In the early 2000s, Align Technology was spending nearly all of its revenues on marketing and advertising, and losing about $18 million per year. Cofounders Wirth and Chishti resigned from Align Technology in 2001 and 2003 respectively, with Thomas Prescott replacing Chishti as CEO in March 2002. Prescott re-focused the company on North America and cut the marketing budget to about one-third its original size.

The Invisalign system grew from 80,000 patients in 2002 to 175,000 in 2004. It won several awards for stereolithography, medical design and fast growth. Align Technology was profitable for the first time in 2003. In 2005 the company expanded into Japan, and acquired General Orthodontic, an orthodontics firm that supported doctors prescribing the Invisalign system. Later that year, the Harvard School of Dental Medicine began requiring that its orthodontic graduate students complete Invisalign certification before they graduate.

The Invisalign Express 10, which uses 10 aligners, was introduced in 2005. Invisalign 1.5 was released in 2009. It was followed by Invisalign G3 in 2010 and G4 in 2011. Invisalign G3 and G4 were designed for more complex treatments. An Invisalign Express 5 version, which uses 5 aligners, was introduced in 2012. In February 2014, Align Technology released a G5 product designed to treat deep bites.

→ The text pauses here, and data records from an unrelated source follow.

PR #3165, opened 2022-08-24
Replace 'long' padding by 'byte' padding to avoid fields re-ordering on modern JDK

lantalex:
Hello,
On modern JDK (15+) good old trick using `long` fields as padding is no longer [reliable](https://shipilev.net/jvm/objects-inside-out/#_superhierarchy_gaps_in_java_15). To prevent false-sharing we could use `byte` padding in the same way, as in original [SpscArrayQueue](https://github.com/JCTools/JCTools/commit/d43b774ae40a34a6449b49d49ae96b8080a69abf#diff-26cefaad7d67f5b07622f85638bafd2496526c5a092da3e66b6c1e1f15df4d97)

### DIFF
--- a/reactor-core/src/main/java/reactor/util/concurrent/SpscArrayQueue.java
+++ b/reactor-core/src/main/java/reactor/util/concurrent/SpscArrayQueue.java
@@ -1,5 +1,5 @@
 /*
- * Copyright (c) 2016-2021 VMware Inc. or its affiliates, All Rights Reserved.
+ * Copyright (c) 2016-2022 VMware Inc. or its affiliates, All Rights Reserved.
  *
  * Licensed under the Apache License, Version 2.0 (the "License");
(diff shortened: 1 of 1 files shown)


chemicL:
Thank you for the PR. Please update the file header as per output of the initial CI run.

lantalex:
> Thank you for the PR. Please update the file header as per output of the initial CI run.

Fixed

chemicL:
Please consider changing the merge target to 3.4.x instead of main so this improvement can be made available quicker than in 3.5.0.

lantalex:
> Please consider changing the merge target to 3.4.x instead of main so this improvement can be made available quicker than in 3.5.0.

Created [new PR](https://github.com/reactor/reactor-core/pull/3168) for 3.4.x, closing this.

Support, software engineering, pre-production and administrative functions are done from Align Technology's headquarters in California. The manufacturing of Invisalign aligners is performed in Mexico, and treatment plans are created in Costa Rica. Align Technology also operates separate subsidiaries in Hong Kong and Australia that sell Invisalign in their respective markets. Align Technology provides training and certification to doctors.

In 2007 the Academy of General Dentistry approved Align Technology's Program Approval for Continuing Education (PACE) program. The company also created the AlignTech Institute, which provides educational resources to doctors. In March 2011 Align Technology acquired Cadent System, Inc., a dentist firm, for $190 million.

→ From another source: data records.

PR #3221, opened 2022-10-08
Make use of CompletionStage#handle instead of `whenComplete`

He-Pin:
Which has better performance.
https://github.com/line/armeria/pull/1596

### DIFF
--- a/reactor-core/src/main/java/reactor/core/publisher/MonoCompletionStage.java
+++ b/reactor-core/src/main/java/reactor/core/publisher/MonoCompletionStage.java
@@ -64,7 +64,7 @@ final class MonoCompletionStage<T> extends Mono<T>
             return;
         }
 
-        future.whenComplete((v, e) -> {
+        future.handle((v, e) -> {
             if (sds.isCancelled()) {
                 //nobody is interested in the Mono anymore, don't risk dropping errors
                 Context ctx = sds.currentContext();
@@ -79,7 +79,7 @@ final class MonoCompletionStage<T> extends Mono<T>
                     Operators.onDiscard(v, ctx);
                 }
 
-                return;
+                return null;
             }
             try {
                 if (e instanceof CompletionException) {
@@ -99,6 +99,7 @@ final class MonoCompletionStage<T> extends Mono<T>
                 Operators.onErrorDropped(e1, actual.currentContext());
                 throw Exceptions.bubble(e1);
             }
+            return null;
         });
     }
 


OlegDokuka (approved):

OlegDokuka:
@chemicL this should be forwardmerged. Lazy one uses same method as well

chemicL:
I just noticed #3222 which addresses the issue on `main`. I suppose we'll need to forward-merge but discard the change and take the one from the other PR instead.

He-Pin:
@chemicL Yes ,I created two PR, one for 3.4.x and one for main, I saw @OlegDokuka did more optimizations of memory usage on the current main branch:)
This is my first time contribution

OlegDokuka:
@He-Pin second is going to be closed since we use forward merge to keep both branches connected

He-Pin:
But in the second one, you fold the `BiConsumer` to `MonoCompletionStageSubscription`. so I do it in a separated PR. or will you backport that memory optimization to 3.4.x?

He-Pin:
image

jmh:run -i 5 -wi 5 -f1 -t1 .CompletionStageBenchmark.

```scala
package bench

import org.openjdk.jmh.annotations._

import java.util.concurrent.CompletableFuture
import java.util.concurrent.CountDownLatch
import java.util.concurrent.TimeUnit

@State(Scope.Benchmark)
@OutputTimeUnit(TimeUnit.SECONDS)
@BenchmarkMode(Array(Mode.Throughput))
class CompletionStageBenchmark {
  val ex = new RuntimeException("ex")

  @Benchmark
  def benchWhenCompleteFailedSync(): Unit = {
    val future = new CompletableFuture[Int]()
    future.completeExceptionally(ex)
    val latch = new CountDownLatch(1)
    future.whenComplete((_, _) => latch.countDown())
    latch.await()
  }

  @Benchmark
  def benchWhenCompleteSuccessSync(): Unit = {
    val future = new CompletableFuture[Int]()
    future.complete(1)
    val latch = new CountDownLatch(1)
    future.whenComplete((_, _) => latch.countDown())
    latch.await()
  }

  @Benchmark
  def benchHandleFailedSync(): Unit = {
    val future = new CompletableFuture[Int]()
    future.completeExceptionally(ex)
    val latch = new CountDownLatch(1)
    future.handle((_, _) => latch.countDown())
    latch.await()
  }

  @Benchmark
  def benchHandleSuccessSync(): Unit = {
    val future = new CompletableFuture[Int]()
    future.complete(1)
    val latch = new CountDownLatch(1)
    future.handle((_, _) => latch.countDown())
    latch.await()
  }

}

```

A major revision to the manufacturing process was started in 2026, a switch from mold-based appliance manufacture to 3D-printing, aimed at reducing the cost and complexity of the manufacturing process through disintermediation.

== History ==
Align Technology was founded in 1997 by Zia Chishti and Kelsey Wirth, classmates at Stanford Graduate School of Business, and began working on the development of a clear aligner. Align received FDA clearance to market the Invisalign system in 1998, and it was first marketed in 2000. Align Technology went public on January 26, 2001, on the Nasdaq Stock Market.

In March 2011 Align acquired the Israeli company Cadent for $190 million; Cadent manufactured intraoral scanners that included 3D imaging, as well as software to display the acquired images and to plan treatment.

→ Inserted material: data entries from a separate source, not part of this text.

PR #3260, opened 2022-10-30
fixes incorrect value/error set during `tryEmitXXX` call

### LINKED ISSUE #3257: Mono created from a Sink.one sporadically turns empty
In our code, we create a `Sink.one()` whose value is emitted from onSuccess/onError handlers of some other `Mono`. A value being emitted is never `null`.

## Expected Behavior
Expectation is that a mono view of that sink will never be an empty mono, due to value emitted by a sink being non-null.

## Actual Behavior
Contary to our expectation, a Mono view of that sink _sporadically_ turns empty. It happens both on Windows 10 as well as on Ubuntu 20 machines, so it is likely not something platform-specific.

## Steps to Reproduce
Below is the shortest unit test I could come up with which reflects what we're doing in our production code, and when this test is run from IDE with "repeat until failure" setting, it fails the assertion about non-null Mono result quite consistently within 10-30 seconds after start.

I also added some diagnostic logging around tryEmitValue / tryEmitError, and looks like it's never an error, and never a null value being emitted, neither it's an emission failure.

```java
import java.util.concurrent.*;
import java.util.function.Consumer;

import lombok.extern.slf4j.Slf4j;
import reactor.core.publisher.*;
import reactor.util.Loggers;

import static org.assertj.core.api.AssertionsForClassTypes.assertThat;

@Slf4j
class MonoPlaygroundTest {

    private static ExecutorService executor;

    static {
        executor = Executors.newCachedThreadPool();
        Loggers.useSl4jLoggers();
    }

    @Test
    void shouldConstructNonEmptyMono() {
        var sink = Sinks.<String>one();

        Mono
            .fromSupplier(() -> "value")
            .log(Loggers.getLogger("sink-setter"))
            .subscribeOn(Schedulers.fromExecutorService(executor, "mono-executor"))
            .doOnSuccess(tryEmitValueWithDebugLogging(sink))
            .doOnError(tryEmitErrorWithDebugLogging(sink))
            .subscribe();

        var result = sink
            .asMono()
            .log(Loggers.getLogger("sink-result-receiver"))
            // more map / flatMap here...
            .block();

        assertThat(result).isNotNull();
    }

    private static Consumer<Throwable> tryEmitErrorWithDebugLogging(Sinks.One<String> sink) {
        return t -> {
            sink.tryEmitError(t);
            log.error("Was emitting an error: {}", t);
        };
    }

    private static Consumer<String> tryEmitValueWithDebugLogging(Sinks.One<String> sink) {
        return value -> {
            var result = sink.tryEmitValue(value);
            if (value == null) {
                log.error("Tried to emit null value");
            }
            if (result.isFailure()) {
                log.error("Failed to emit because of {}", result);
            }
        };
    }
}
```

The output from a failed run is like this:
```
23:48:12.635 [pool-1-thread-1] INFO  sink-setter - | onSubscribe([Fuseable] Operators.MonoSubscriber)
23:48:12.635 [pool-1-thread-1] INFO  sink-setter - | request(unbounded)
23:48:12.635 [boundedElastic-1] INFO  sink-result-receiver - onSubscribe(SinkOneMulticast.NextInner)
23:48:12.635 [pool-1-thread-1] INFO  sink-setter - | onNext(value)
23:48:12.635 [boundedElastic-1] INFO  sink-result-receiver - request(unbounded)
23:48:12.635 [pool-1-thread-1] INFO  sink-setter - | onComplete()
23:48:12.635 [boundedElastic-1] INFO  sink-result-receiver - onComplete()

java.lang.AssertionError: 
Expecting actual not to be null
```

## Your Environment

* Reactor version(s) used: 3.4.22
* JVM version (`java -version`): openjdk version "11.0.16.1" 2022-07-19 LTS
* OS and version (eg `uname -a`): Windows 10 / 21H2 build 19044.2130, also Linux 5.4.0-96-generic SMP x86_64 GNU/Linux

OlegDokuka:
closes #3257 

Signed-off-by: OlegDokuka <odokuka@vmware.com>

### DIFF
--- a/reactor-core/src/main/java/reactor/core/publisher/SinkEmptyMulticast.java
+++ b/reactor-core/src/main/java/reactor/core/publisher/SinkEmptyMulticast.java
@@ -1,5 +1,5 @@
 /*
- * Copyright (c) 2020-2021 VMware Inc. or its affiliates, All Rights Reserved.
+ * Copyright (c) 2020-2022 VMware Inc. or its affiliates, All Rights Reserved.
  *
  * Licensed under the Apache License, Version 2.0 (the "License");
  * you may not use this file except in compliance with the License.
@@ -37,9 +37,14 @@ class SinkEmptyMulticast<T> extends Mono<T> implements InternalEmptySink<T> {
 
 	@SuppressWarnings("rawtypes")
 	static final Inner[] EMPTY = new Inner[0];
-
 	@SuppressWarnings("rawtypes")
-	static final Inner[] TERMINATED = new Inner[0];
+	static final Inner[] TERMINATED_EMPTY = new Inner[0];
+	@SuppressWarnings("rawtypes")
+	static final Inner[] TERMINATED_ERROR = new Inner[0];
+
+	static final int STATE_ADDED = 0;
+	static final int STATE_ERROR = -1;
+	static final int STATE_EMPTY = -2;
 
 	@Nullable
 	Throwable error;
@@ -58,12 +63,23 @@ class SinkEmptyMulticast<T> extends Mono<T> implements InternalEmptySink<T> {
 		return this;
 	}
 
+	boolean isTerminated(Inner<?>[] array) {
+		return array == TERMINATED_EMPTY || array == TERMINATED_ERROR;
+	}
+
 	@Override
 	public EmitResult tryEmitEmpty() {
-		Inner<?>[] array = SUBSCRIBERS.getAndSet(this, TERMINATED);
+		Inner<T>[] array;
+		for (;;) {
+			array = this.subscribers;
 
-		if (array == TERMINATED) {
-			return Sinks.EmitResult.FAIL_TERMINATED;
+			if (isTerminated(array)) {
+				return EmitResult.FAIL_TERMINATED;
+			}
+
+			if (SUBSCRIBERS.compareAndSet(this, array, TERMINATED_EMPTY)) {
+				break;
+			}
 		}
 
 		for (Inner<?> as : array) {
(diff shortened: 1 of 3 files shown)


reactor-core/src/main/java/reactor/core/publisher/SinkOneMulticast.java
```diff
@@ -25,58 +25,51 @@
...
 
-		error = cause;
-		value = null;
-
-		for (Inner<O> as : prevSubscribers) {
-			as.error(cause);
-		}
-		return EmitResult.OK;
-	}
+		this.value = value;
```
UgiR, line 49: More of a question for my own understanding: Does the stashing of this value for future subscribers rely on the fact that the 'safe' entry point to this sink will be wrapped in a serialized sink? In other words, is it OK for the below test to fail?

```java
@RepeatedTest(5)
void test() throws InterruptedException {
  final SinkOneMulticast < String > sink = new SinkOneMulticast < > ();
  final AtomicReference < String > successfullyEmittedElement = new AtomicReference < > ();
  final AtomicReference < String > firstSubscriptionOnNext = new AtomicReference < > ();
  final CountDownLatch firstSubscriptionLatch = new CountDownLatch(1);

  // first subscription before element is emitted through sink
  sink.asMono()
    .subscribe(a -> {
      firstSubscriptionOnNext.compareAndSet(null, a);
      firstSubscriptionLatch.countDown();
    });

  // two competing tryEmitValue calls -- I assume this is where I break the spec?
  RaceTestUtils.race(
    () -> {
      if (sink.tryEmitValue("foo").isSuccess()) {
        if (!successfullyEmittedElement.compareAndSet(null, "foo")) {
          fail("Expected only a single successful emit");
        }
      }
    },
    () -> {
      if (sink.tryEmitValue("bar").isSuccess()) {
        if (!successfullyEmittedElement.compareAndSet(null, "bar")) {
          fail("Expected only a single successful emit");
        }
      }
    }
  );

  firstSubscriptionLatch.await();
  assertThat(firstSubscriptionOnNext.get()).isEqualTo(successfullyEmittedElement.get());

  // second subscription *after* sink is 'terminated'
  final String secondSubscriptionOnNext = sink.asMono().block();
  assertThat(secondSubscriptionOnNext).isEqualTo(successfullyEmittedElement.get());

}
```

I assume it is my responsibility in this case to not break the spec by racing two `tryEmitValue` calls, but just want to double check.

OlegDokuka: Absolutely correct. It is only possible to get there if you use Sinks.unsafe() spec which implies more advanced capabilities but unsafe

simonbasle (approved):

reactor-core/src/main/java/reactor/core/publisher/SinkEmptyMulticast.java
```diff
@@ -77,23 +93,36 @@ public EmitResult tryEmitEmpty() {
...
 
-		Inner<T>[] prevSubscribers = SUBSCRIBERS.getAndSet(this, TERMINATED);
-		if (prevSubscribers == TERMINATED) {
+		Inner<T>[] prevSubscribers = this.subscribers;
+
+		if (isTerminated(prevSubscribers)) {
 			return EmitResult.FAIL_TERMINATED;
 		}
 
 		error = cause;
```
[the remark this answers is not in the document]
OlegDokuka: This is not the goal of this implementation to cover such cases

Joseph M. Hogan joined Align in June 2015, and is CEO and president.

The company's sales reached $1 billion for the first time in 2016 and its products were being used in about 8% of people who got braces. In 2017 the company was faced with the challenge of the expiration of its patents on its Invisalign system starting in October 2017 and the beginning of generic competition.

In March 2020, Align Technology announced that it has signed a definitive agreement to acquire exocad Global Holdings for approximately $418.7 million.

As of February 2023, Align Technology has assisted over 234,000 doctors and over 14.5 million patients worldwide.
In September 2023, it was announced Align Technology had acquired the Vienna-headquartered 3D printing technology and materials company, Cubicure GmbH.